Solo se que alguna vez te veré en el cielo
allá donde bailan las estrellas
bajo los soles de un pianito flamenco.
.
Con una oración en la mano
que a mi, mi abuela me dio,
voy de camino a los gitanos, a pedirle en oración,
que no se vaya, que no se quede dormida
que tengo veintiuna primaveras y ella me hace falta todavía.

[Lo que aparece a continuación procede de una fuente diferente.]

PR #1198, opened 2018-03-20
IonAuth 3: Drop CI2 support

Indigo744:
As said in #1195

Drop CodeIgniter 2 support.


models/Ion_auth_model.php
```diff
@@ -182,6 +182,11 @@ public function __construct()
 		$this->load->helper('date');
 		$this->lang->load('ion_auth');
 
+		// Sanity check for CI2
+		if (substr(CI_VERSION, 0, 1) === '2') {
```
benedmunds: Maybe move both this and the password_compat checks to a new method checkCompatibility() or something like that, and call it from the library constructor.

Indigo744: I was indeed wondering where to put these checks. You prefer the library? I understand :)

benedmunds:
👏👏👏

Issue #872, opened 2015-10-29
forgotten password complete email


iamthestreets:
Hi,

I noticed there is a function in the `Ion_auth` library called `forgotten_password_complete`, but it does not seem to be used. Also, if it were to be used it would not work unless I'm missing something. The function requires the forgot password code to passed `public function forgotten_password_complete($code)` , but the code is removed once the password has been reset.

So I guess my first question is does the `forgotten_password_complete` function get used?
If no would i need to completely rewrite it since the forgot password is being removed before I can call it?

avenirer:
Indeed it seems that that function is no longer used. Maybe it was used in the passed and now it's kept for compatibility reasons @benedmunds ? Shouldn't we delete it? But what do you mean @iamthestreets  by "I need to completely rewrite it"? Do you need to do something special after someone resets the password?

iamthestreets:
I want to send an email letting the user know their password has been changed. There could be many reasons why you should do this, the most important is to make sure they are aware of the change just incase it wasn't them. 

What I mean by rewriting is the current `forgotten_password_complete` function requires you to pass the forgotten password code to the function to trigger the email to be sent, but by the time the change is complete to code no longer exists. Also, it is designed to send the actual password in an email which should not be done for security reasons. 

If I have to rewrite it myself I am ok with that I just want to make sure I'm not missing something and I would also suggest to delete it if it is no longer used or rewrite it.

Thanks!

benedmunds:
Yea it's not used anymore but older versions did so kept it for BC.

@iamthestreets you'd probably be best using a hook for this: http://codebyjeff.com/blog/2013/01/using-hooks-with-ion_auth

iamthestreets:
I somewhat understand the hooks and trigger events, but i still don't see the benefit of using it. I also don't know how it would work for me in this case. When/where do I set the hook? In the Auth `reset_password()` function? Also, as I mentioned before the code needs to be passed to the `forgotten_password_complete()` function so correct me if i'm wrong, but this function will not work if I want to wait for the reset to be completed because the code will be removed.

Can you help with an example?

benedmunds:
You'd be best just writing a completely new function for sending that confirmation email, then call it after activation (via a hook) to send the email.

PR #1199, opened 2018-03-20
Ion Auth 3 : cleanup unused functions

Indigo744:
Related to #1195

Some functions were kept for BC. They should be removed.

1. Function `forgotten_password_complete()` doesn't seem to be used anymore, and has a security issue since the password is sent by mail in clear text (see #872) 
2. Function `_prepare_ip()`: the doc says it is only kept for BC
3. Function `is_time_locked_out()`: doc says it is only a wrapper for `is_max_login_attempts_excedeed()`

Do you see any other functions to remove?


benedmunds:
Good stuff, I love seeing old code removed.  I don't see anything else that should be removed.  

Can you updated the PR to be agains the 3 branch.

Indigo744:
Done 😺

benedmunds:
Still looks like its against the 2 branch 
screen shot 2018-03-20 at 10 49 38 am

Indigo744:
Oh damn sorry!

benedmunds:
No problem! Thanks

Hinqué mi rodilla en el suelo y llorando te pedí:
-no te la lleves Dios mío, sin ella no puedo vivir
Tu nombre suena a poesía
a luna clara y a luz del día,
tú eres la luz que ilumina mi caminar.
Solo se que alguna vez te veré en el cielo
allá donde bailan las estrellas
bajo los soles de un pianito flamenco.
.
La mirada cómplice de mi hermano
me dice que ya pronto va a marchar,
la madre que tanto nos ha amado,
en una cunita hacia el cielo va.
Solo se que algún día yo estaré contigo
allá de las estrellas
donde tus niños viven perdidos.
Tu nombre suena a poesía,
a luna clara y a luz del día.
Luna...................................................que ilumina mi caminar.
.
Y desde el cielo una voz
Oí que me decía
No llores por mi hijito mío
Nunca te dejaría.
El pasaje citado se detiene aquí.